Local hospitals fighting back against superbugs
The World Health Organization warns medical authorities around the world to be careful with antibiotics and stay on the hunt for superbugs.
Published Wednesday, February 13, 2013 6:39PM AST
Last Updated Wednesday, February 13, 2013 6:40PM AST
Just over a year ago, 11 deaths at Cape Breton hospitals were linked to an outbreak of C. difficile, one of several so-called superbugs resistant to antibiotics.
Advancements have been made, but health officials continue to be baffled by bugs like C. difficile.
“The three most common superbugs we see in hospitals today would include Vancomycin-resistant Enterococcus, otherwise known as VRE, Methicillin-resistant Staphylococcus aureus, otherwise known as MRSA and I think the list would now include Clostridium Difficile,” says Dr. Ross Davidson, a bacteriologist with Capital Health.
Davidson says these and other bugs have come into existence due to overuse and misuse of antibiotics.
“When an organism develops a mutation, which allows it to survive in the presence of antibiotics, it knows within an hour that that mutation is advantageous and inside a day, it’s got a whole population of organisms that are resistant,” says Davidson.
The C. difficile outbreak in Cape Breton served as a learning experience for hospitals all over the Maritimes, as medical experts share information and work together in the common battle against problem bugs.
Outbreaks have forced changes in cleaning protocols, visitor restrictions, monitoring patients who have diarrhea or vomiting, and even things as simple as hand washing.

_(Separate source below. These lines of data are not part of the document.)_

PR #749, opened 2019-08-22
Obscure colony start fix #1

### LINKED ISSUE #1: Remove pants-pissing
Need to remove urination mechanic from highest level suppression. Potentially replace pants-pissing tale with something more tasteful. Might be viable to replace with pawn entering catatonic state (mental break?).

Alicecomma:
Fix for ancient danger "Halfeaten" pawns' armor being destroyed
(happens like once in fifty game starts)
TakeDamage()->Apply->ApplyToPawn->ApplyDamageToPart->ArmorReroute->GetAfterArmorDamage

### DIFF
--- a/Source/CombatExtended/CombatExtended/ArmorUtilityCE.cs
+++ b/Source/CombatExtended/CombatExtended/ArmorUtilityCE.cs
@@ -124,7 +124,7 @@ namespace CombatExtended
                         // Hit was deflected, convert damage type
                         //armorReduced = true;
                         dinfo = GetDeflectDamageInfo(dinfo, hitPart);
-                        if (app == apparel.ElementAtOrDefault(i))   //Check whether the "deflecting" apparel is still in the WornApparel - if not, it has been destroyed by the damage
+                        if (app == apparel.ElementAtOrDefault(i))   //Check whether the "deflecting" apparel is still in the WornApparel - if not, the next loop checks again and errors out because the index is out of range
                            i++;    // We apply this piece of apparel twice on conversion, this means we can't use deflection on Blunt or else we get an infinite loop of eternal deflection
                     }
                     if (dmgAmount <= 0)
--- a/Source/CombatExtended/CombatExtended/ArmorUtilityCE.cs
+++ b/Source/CombatExtended/CombatExtended/ArmorUtilityCE.cs
@@ -115,13 +115,17 @@ namespace CombatExtended
                 // Apparel is arranged in draw order, we run through reverse to go from Shell -> OnSkin
                 for (int i = apparel.Count - 1; i >= 0; i--)
                 {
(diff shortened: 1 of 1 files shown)


Alicecomma:
Easiest way to test for the fix in bulk is to set Mods\Core\Defs\MapGeneration\BasePlayerMapGenerator.xml's ScatterShrines to countPer10kCellsRange min: 10, max: 15.

Source/CombatExtended/CombatExtended/ArmorUtilityCE.cs
```diff
@@ -115,13 +115,17 @@ public static DamageInfo GetAfterArmorDamage(DamageInfo originalDinfo, Pawn pawn
...
+
+                    if (app != null
+                        && app.def.apparel.CoversBodyPart(hitPart)
+                        && !TryPenetrateArmor(dinfo.Def, app.GetStatValue(dinfo.Def.armorCategory.armorRatingStat), ref penAmount, ref dmgAmount, app))
                     {
                         // Hit was deflected, convert damage type
                         //armorReduced = true;
                         dinfo = GetDeflectDamageInfo(dinfo, hitPart);
-                        i++;    // We apply this piece of apparel twice on conversion, this means we can't use deflection on Blunt or else we get an infinite loop of eternal deflection
+                        if (app == apparel.ElementAtOrDefault(i))   //Check whether the "deflecting" apparel is still in the WornApparel - if not, it has been destroyed by the damage
```
NoImageAvailable: If the goal is to check for destruction, why not use .Destroyed?

Alicecomma: What this method does is check that the reference to the apparel (app) is still present at the position apparel[i]. The reference will remain valid, but the list apparel will not contain app anymore.

I have no idea why a piece of apparel is iterated twice in this method, but it is the source of the error as it will check the apparel[i] twice, and if i is equal to the length of WornApparel (e.g outer layer of the pawn is destroyed), the method crashes. This only happens when the type of damage done to the apparel isn't sharp damage (I think?) and a whole bunch of other factors - which comes down to the error only popping up whenever a backpack (which is always the outer layer of the pawn) is destroyed while the method determines a deflection has occurred, then the apparel is checked twice and the method figures it ain't there anymore.

E.g I don't know. Maybe it is destroyed, maybe not. It's just not in the list anymore.

Alicecomma: Latest commit changes the comment to not mention "destroyed" because I have no idea but it works

NoImageAvailable: The repeat iteration happens on deflection: sharp damage is converted to blunt and reapplied to the same piece of armor in order to check against it's blunt rating.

“There’s more frequent monitoring of hand-washing practices,” says Greg Boone of the Cape Breton District Health Authority. “We’ve continued to make physical changes by adding hand-washing sinks, and changing our furniture that may be harbouring some of the bugs.”
Davidson says antibiotic prescriptions have gone down across Canada - a sign that we’re actively lessening the risk.
However, with the superbugs’ potential to evolve and mutate into newer bugs resistant to more treatments, he says both physicians and patients need to be even more careful.
“They’re not resistant to every antibiotic, for the most part,” says Davidson. “Although, they’re starting to get that way. So again, we need to be vigilant. We need to keep doing surveillance and keep an eye on the problem.”